-- ABOUT THIS EXERCISE --
Return exactly the final stretch of the records below, opening with the line that contains "Why is it necessary to define a new mode?" and closing with the last line.

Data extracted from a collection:

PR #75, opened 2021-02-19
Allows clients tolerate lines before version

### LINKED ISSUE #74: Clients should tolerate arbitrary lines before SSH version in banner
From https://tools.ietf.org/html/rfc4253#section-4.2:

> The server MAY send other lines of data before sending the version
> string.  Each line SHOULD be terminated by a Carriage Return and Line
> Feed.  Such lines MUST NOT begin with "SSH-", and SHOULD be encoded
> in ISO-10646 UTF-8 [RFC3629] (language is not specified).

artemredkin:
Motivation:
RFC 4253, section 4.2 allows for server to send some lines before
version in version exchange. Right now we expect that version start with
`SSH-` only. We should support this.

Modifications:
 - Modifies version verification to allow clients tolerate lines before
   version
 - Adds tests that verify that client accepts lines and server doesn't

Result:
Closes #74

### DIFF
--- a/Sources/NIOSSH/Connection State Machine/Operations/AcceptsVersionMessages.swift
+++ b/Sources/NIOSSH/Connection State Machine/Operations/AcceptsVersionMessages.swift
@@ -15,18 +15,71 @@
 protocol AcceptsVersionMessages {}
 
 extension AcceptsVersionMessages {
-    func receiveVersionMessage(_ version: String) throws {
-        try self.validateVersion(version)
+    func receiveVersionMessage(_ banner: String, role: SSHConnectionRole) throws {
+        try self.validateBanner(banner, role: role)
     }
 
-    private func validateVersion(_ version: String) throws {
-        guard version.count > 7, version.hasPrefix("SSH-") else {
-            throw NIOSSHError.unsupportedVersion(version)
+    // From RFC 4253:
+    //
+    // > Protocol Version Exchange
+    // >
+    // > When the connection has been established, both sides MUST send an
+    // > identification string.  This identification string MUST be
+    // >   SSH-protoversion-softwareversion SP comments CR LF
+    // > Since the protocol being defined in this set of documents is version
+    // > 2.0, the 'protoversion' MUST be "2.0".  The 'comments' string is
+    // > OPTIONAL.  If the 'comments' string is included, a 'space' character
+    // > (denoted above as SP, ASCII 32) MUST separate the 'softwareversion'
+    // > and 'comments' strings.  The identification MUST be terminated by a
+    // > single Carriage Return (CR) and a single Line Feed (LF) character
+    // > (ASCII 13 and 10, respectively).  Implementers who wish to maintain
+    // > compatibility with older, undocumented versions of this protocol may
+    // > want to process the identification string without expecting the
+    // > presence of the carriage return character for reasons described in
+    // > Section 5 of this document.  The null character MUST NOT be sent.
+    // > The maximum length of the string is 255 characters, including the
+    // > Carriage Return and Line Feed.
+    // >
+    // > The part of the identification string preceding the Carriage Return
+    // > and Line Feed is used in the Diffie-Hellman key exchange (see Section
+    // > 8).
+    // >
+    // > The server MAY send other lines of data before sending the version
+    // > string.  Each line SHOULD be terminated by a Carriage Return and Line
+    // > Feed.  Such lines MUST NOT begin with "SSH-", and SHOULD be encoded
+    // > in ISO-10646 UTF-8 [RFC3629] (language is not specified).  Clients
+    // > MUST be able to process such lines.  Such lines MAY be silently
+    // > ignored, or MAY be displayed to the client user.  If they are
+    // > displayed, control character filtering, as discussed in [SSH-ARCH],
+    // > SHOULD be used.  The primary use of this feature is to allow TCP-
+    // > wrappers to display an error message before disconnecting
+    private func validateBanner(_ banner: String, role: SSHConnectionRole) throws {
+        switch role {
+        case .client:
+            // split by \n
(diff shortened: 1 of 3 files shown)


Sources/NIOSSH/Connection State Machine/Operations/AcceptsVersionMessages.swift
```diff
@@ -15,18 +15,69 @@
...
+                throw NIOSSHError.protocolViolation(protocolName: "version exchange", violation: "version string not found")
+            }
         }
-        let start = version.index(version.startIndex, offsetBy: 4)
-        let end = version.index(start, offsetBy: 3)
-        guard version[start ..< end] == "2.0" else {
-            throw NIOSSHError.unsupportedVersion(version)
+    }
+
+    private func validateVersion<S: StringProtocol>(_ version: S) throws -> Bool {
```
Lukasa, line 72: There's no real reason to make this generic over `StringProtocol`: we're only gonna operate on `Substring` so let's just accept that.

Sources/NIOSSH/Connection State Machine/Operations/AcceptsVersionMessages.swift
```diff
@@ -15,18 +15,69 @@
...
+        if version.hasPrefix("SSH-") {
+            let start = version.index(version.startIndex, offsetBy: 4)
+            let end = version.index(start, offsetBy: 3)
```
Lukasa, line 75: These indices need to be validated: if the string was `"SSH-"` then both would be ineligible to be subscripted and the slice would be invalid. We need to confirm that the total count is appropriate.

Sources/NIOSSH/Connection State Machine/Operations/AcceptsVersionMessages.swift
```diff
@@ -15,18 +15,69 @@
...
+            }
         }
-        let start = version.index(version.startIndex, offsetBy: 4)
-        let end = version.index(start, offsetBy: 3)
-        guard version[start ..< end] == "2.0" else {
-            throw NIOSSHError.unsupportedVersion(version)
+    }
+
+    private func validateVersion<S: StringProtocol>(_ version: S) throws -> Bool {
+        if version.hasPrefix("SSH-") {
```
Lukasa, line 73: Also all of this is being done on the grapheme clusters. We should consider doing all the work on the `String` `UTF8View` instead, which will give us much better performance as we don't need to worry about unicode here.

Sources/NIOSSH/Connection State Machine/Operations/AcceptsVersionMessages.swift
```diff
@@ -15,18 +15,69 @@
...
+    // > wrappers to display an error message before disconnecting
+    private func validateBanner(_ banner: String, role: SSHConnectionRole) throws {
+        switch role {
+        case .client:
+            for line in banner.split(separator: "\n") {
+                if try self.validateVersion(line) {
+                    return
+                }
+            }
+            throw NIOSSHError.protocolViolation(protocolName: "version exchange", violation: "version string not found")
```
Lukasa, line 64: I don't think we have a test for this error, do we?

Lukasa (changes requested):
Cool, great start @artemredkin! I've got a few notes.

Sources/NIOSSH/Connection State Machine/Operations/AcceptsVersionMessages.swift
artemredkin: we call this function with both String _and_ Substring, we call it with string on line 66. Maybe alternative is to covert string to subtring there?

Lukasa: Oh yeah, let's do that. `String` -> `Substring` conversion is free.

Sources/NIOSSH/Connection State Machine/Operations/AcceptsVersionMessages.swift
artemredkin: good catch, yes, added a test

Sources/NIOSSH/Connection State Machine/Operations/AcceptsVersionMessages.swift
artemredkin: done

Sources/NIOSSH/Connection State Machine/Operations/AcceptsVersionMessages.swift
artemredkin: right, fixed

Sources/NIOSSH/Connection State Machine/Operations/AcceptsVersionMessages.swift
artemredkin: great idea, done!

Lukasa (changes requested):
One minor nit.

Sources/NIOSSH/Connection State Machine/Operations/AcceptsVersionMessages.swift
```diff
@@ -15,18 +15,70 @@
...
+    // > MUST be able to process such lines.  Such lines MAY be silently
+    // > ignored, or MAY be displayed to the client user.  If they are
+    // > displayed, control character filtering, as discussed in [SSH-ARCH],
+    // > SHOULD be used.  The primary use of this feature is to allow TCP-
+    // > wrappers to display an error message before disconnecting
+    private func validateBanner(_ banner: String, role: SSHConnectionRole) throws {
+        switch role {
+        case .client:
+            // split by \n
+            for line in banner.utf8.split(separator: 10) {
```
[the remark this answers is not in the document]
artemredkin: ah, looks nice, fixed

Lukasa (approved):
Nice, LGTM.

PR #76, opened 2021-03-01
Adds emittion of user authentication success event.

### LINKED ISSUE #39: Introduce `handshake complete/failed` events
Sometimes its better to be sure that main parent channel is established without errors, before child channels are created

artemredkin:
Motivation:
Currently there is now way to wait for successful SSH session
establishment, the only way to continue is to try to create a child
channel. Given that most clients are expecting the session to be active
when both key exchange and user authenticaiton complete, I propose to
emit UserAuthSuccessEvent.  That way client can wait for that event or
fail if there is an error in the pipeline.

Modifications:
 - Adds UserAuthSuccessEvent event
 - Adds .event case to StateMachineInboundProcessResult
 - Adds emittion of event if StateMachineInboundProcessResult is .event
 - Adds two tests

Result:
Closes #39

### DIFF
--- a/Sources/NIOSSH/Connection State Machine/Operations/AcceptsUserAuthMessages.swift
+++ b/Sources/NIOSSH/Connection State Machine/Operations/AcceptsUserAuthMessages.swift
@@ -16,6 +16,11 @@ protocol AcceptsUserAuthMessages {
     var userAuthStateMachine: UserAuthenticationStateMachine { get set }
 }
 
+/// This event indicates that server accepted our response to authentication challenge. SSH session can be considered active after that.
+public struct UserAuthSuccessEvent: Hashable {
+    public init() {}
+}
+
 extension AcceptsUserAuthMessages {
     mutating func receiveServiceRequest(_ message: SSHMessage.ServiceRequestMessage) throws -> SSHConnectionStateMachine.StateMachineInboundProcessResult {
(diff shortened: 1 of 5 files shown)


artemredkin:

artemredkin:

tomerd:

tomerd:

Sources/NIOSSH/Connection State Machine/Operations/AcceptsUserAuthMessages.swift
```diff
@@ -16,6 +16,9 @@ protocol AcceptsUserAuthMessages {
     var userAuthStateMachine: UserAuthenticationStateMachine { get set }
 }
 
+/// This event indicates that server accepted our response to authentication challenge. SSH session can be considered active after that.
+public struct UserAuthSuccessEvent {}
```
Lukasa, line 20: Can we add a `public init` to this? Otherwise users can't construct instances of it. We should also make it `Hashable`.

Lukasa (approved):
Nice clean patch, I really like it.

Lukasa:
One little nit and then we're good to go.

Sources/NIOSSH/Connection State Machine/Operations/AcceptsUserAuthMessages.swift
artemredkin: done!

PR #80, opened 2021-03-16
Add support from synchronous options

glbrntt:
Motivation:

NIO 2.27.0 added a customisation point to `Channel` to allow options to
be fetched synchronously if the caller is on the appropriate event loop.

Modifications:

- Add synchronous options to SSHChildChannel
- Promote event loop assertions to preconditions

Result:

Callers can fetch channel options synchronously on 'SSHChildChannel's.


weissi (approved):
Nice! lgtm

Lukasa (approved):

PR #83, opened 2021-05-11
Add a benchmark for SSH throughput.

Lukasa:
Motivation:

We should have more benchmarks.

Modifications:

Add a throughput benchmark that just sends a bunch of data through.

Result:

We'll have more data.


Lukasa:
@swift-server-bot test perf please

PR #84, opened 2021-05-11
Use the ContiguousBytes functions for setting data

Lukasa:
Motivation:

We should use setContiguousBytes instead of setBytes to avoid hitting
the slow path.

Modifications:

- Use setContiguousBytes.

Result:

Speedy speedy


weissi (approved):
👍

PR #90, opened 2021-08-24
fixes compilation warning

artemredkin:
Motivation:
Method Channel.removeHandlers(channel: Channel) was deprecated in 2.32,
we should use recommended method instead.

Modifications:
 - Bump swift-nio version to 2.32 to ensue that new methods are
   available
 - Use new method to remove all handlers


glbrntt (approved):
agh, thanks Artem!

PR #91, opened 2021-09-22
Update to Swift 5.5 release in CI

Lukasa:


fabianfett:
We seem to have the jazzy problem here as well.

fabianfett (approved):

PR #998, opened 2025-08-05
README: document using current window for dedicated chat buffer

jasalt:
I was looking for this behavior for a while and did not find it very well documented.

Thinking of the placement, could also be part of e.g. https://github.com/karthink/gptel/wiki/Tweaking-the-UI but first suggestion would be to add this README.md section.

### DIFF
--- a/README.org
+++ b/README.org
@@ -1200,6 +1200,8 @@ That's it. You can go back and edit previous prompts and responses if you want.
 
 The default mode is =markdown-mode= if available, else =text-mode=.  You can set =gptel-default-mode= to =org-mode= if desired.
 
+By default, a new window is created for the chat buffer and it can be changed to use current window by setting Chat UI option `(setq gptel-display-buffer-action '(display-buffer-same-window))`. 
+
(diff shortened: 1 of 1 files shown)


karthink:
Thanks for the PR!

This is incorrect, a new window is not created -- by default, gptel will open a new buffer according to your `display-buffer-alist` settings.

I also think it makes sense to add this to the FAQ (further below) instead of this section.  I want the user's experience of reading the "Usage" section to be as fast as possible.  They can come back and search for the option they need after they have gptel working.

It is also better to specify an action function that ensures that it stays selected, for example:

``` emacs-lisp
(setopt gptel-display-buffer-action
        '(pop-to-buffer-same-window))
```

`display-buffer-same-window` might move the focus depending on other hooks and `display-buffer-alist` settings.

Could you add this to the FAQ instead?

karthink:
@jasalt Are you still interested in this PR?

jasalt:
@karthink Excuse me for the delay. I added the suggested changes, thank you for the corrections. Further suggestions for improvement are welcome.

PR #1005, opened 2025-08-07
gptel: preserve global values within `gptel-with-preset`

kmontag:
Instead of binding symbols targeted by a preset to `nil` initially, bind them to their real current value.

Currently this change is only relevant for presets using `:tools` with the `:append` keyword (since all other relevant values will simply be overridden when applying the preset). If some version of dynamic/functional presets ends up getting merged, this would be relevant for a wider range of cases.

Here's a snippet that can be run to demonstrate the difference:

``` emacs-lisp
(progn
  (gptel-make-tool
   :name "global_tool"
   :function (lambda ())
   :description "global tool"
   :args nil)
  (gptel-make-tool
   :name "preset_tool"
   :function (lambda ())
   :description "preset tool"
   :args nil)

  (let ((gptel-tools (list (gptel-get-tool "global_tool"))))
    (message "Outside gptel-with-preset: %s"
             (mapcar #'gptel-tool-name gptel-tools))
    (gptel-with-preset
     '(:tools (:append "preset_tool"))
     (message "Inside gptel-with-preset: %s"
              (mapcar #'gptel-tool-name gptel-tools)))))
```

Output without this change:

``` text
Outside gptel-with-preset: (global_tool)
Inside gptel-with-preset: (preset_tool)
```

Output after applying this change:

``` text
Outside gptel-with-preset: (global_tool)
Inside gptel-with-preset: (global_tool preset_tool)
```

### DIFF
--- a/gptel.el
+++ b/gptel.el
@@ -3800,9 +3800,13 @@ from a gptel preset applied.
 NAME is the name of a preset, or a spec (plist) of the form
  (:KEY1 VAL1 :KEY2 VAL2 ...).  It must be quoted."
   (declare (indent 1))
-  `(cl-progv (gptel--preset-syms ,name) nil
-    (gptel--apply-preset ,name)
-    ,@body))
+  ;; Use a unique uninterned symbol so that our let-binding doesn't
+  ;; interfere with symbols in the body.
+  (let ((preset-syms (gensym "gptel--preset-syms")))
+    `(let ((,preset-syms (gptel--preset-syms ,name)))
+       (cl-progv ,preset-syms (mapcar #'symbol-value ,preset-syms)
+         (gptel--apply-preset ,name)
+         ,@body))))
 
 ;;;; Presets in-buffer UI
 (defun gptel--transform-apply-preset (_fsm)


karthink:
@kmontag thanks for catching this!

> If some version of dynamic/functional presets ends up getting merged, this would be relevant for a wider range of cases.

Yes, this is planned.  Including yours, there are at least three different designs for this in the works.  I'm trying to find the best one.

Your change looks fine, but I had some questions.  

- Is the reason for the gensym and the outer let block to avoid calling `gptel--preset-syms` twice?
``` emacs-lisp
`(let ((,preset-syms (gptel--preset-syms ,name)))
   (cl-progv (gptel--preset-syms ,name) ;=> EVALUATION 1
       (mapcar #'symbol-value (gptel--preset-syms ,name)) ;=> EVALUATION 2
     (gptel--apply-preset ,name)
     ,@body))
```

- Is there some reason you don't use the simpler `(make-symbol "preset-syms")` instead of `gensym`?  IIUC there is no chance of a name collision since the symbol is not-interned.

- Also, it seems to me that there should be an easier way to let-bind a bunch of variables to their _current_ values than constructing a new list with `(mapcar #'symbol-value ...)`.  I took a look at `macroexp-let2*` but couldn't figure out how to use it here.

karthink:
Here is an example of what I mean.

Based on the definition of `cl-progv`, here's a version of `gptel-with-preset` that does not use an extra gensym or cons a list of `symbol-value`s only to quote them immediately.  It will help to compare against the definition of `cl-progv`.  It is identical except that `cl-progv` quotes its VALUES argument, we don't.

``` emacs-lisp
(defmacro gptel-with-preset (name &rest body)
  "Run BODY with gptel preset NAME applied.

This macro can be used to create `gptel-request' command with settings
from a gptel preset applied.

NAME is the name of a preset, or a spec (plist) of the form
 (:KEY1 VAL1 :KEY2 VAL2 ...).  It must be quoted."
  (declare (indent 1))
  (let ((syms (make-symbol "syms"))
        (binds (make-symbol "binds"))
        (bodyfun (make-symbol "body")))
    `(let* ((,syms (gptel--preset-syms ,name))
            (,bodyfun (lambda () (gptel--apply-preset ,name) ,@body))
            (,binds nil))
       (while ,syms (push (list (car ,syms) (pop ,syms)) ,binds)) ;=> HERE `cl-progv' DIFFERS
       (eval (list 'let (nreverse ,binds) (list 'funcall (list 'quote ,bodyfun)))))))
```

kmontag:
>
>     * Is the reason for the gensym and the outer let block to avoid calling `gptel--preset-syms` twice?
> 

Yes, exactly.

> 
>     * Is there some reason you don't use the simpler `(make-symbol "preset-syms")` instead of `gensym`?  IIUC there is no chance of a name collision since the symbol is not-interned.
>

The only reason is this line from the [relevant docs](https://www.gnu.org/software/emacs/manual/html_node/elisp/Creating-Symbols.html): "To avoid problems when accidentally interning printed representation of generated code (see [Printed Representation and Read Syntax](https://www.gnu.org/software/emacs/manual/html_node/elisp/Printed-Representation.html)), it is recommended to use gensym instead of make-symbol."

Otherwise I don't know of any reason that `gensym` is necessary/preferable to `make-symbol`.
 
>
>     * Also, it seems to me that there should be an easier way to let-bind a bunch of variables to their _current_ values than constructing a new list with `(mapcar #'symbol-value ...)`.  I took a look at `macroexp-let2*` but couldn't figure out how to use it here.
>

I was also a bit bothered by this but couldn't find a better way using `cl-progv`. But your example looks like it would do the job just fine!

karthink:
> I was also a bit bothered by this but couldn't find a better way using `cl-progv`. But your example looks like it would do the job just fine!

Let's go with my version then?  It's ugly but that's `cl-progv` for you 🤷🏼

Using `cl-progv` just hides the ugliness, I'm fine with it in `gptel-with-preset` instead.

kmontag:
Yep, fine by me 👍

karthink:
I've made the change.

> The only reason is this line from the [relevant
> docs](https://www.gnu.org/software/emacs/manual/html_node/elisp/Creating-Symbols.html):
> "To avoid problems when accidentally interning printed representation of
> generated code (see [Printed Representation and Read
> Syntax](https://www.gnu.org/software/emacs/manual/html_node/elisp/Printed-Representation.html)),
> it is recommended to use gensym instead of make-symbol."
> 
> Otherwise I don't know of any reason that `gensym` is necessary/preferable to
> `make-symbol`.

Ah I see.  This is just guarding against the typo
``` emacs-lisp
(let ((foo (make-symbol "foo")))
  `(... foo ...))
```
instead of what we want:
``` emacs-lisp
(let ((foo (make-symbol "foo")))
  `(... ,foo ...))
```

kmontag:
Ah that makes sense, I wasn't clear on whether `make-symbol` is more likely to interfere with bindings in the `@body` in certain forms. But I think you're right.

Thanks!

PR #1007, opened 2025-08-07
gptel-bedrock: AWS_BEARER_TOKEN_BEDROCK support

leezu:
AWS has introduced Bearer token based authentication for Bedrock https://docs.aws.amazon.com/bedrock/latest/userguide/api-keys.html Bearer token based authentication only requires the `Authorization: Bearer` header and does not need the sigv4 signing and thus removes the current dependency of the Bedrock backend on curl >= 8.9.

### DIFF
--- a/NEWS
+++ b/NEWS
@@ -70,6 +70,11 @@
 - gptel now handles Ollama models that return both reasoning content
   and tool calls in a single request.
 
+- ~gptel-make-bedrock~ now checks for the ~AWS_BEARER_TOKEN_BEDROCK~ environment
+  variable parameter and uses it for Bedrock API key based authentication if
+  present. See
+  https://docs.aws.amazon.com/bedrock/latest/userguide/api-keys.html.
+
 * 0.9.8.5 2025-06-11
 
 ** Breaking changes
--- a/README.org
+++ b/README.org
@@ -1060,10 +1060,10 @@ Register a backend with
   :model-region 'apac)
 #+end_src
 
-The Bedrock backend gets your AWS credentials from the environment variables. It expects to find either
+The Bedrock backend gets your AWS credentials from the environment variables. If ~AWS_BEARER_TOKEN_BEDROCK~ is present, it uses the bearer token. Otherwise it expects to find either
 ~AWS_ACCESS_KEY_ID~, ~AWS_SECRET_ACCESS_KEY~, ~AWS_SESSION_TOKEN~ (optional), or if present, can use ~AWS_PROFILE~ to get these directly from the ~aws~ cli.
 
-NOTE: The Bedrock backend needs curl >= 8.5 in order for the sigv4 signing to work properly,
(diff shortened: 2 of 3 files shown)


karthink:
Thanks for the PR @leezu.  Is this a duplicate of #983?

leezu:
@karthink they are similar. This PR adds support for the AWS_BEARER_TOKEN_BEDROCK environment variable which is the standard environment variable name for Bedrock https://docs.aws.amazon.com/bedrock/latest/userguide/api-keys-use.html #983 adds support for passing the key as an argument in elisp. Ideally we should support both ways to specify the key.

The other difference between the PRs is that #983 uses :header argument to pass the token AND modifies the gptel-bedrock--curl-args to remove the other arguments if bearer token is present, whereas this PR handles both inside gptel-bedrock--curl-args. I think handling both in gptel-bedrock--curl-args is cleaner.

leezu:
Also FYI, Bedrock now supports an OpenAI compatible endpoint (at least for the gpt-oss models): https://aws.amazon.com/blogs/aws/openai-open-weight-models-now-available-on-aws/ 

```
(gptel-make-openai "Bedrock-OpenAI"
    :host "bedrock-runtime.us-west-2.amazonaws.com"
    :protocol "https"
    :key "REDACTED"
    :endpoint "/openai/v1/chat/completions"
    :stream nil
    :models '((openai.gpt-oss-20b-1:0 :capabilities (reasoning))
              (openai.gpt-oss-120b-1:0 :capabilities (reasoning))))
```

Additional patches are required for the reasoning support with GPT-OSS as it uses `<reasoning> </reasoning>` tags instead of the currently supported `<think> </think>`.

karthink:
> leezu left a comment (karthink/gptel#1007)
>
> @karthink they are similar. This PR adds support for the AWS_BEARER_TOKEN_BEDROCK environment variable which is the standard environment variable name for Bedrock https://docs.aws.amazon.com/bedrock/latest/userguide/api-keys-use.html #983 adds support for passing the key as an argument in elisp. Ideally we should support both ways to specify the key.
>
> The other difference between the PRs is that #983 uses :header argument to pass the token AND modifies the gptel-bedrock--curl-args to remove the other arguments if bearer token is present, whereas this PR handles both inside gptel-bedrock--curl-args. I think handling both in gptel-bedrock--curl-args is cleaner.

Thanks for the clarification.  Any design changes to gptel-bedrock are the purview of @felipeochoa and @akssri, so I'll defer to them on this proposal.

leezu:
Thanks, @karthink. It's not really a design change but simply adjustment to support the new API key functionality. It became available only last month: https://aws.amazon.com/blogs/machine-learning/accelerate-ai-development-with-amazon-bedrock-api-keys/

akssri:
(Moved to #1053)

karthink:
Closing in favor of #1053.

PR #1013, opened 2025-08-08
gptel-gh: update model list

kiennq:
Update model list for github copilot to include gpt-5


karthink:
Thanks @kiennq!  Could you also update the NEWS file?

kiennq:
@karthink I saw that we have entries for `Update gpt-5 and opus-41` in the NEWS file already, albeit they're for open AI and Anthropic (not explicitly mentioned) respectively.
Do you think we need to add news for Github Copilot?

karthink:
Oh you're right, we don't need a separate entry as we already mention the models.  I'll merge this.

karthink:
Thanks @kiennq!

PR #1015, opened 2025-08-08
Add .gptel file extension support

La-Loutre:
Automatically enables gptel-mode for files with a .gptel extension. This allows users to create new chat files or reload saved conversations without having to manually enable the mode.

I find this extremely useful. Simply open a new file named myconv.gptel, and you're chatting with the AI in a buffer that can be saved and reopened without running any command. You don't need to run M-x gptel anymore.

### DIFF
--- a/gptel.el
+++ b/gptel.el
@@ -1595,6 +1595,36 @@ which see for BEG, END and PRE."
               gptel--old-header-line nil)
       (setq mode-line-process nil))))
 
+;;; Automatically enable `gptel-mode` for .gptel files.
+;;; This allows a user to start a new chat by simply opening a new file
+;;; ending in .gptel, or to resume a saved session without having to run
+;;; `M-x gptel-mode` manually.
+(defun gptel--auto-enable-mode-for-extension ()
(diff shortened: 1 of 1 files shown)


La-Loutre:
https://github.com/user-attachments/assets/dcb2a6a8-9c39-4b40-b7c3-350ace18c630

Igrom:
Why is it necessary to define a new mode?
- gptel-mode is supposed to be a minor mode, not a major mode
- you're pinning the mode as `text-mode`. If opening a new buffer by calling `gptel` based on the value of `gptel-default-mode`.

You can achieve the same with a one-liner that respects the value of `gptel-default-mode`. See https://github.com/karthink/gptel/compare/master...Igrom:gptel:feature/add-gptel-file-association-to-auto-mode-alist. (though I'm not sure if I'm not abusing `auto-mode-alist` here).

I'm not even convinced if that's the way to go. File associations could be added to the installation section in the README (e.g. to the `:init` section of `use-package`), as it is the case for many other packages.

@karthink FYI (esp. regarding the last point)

-- RESPONSE AREA --
Why is it necessary to define a new mode?
- gptel-mode is supposed to be a minor mode, not a major mode
- you're pinning the mode as `text-mode`. If opening a new buffer by calling `gptel` based on the value of `gptel-default-mode`.

You can achieve the same with a one-liner that respects the value of `gptel-default-mode`. See https://github.com/karthink/gptel/compare/master...Igrom:gptel:feature/add-gptel-file-association-to-auto-mode-alist. (though I'm not sure if I'm not abusing `auto-mode-alist` here).

I'm not even convinced if that's the way to go. File associations could be added to the installation section in the README (e.g. to the `:init` section of `use-package`), as it is the case for many other packages.

@karthink FYI (esp. regarding the last point)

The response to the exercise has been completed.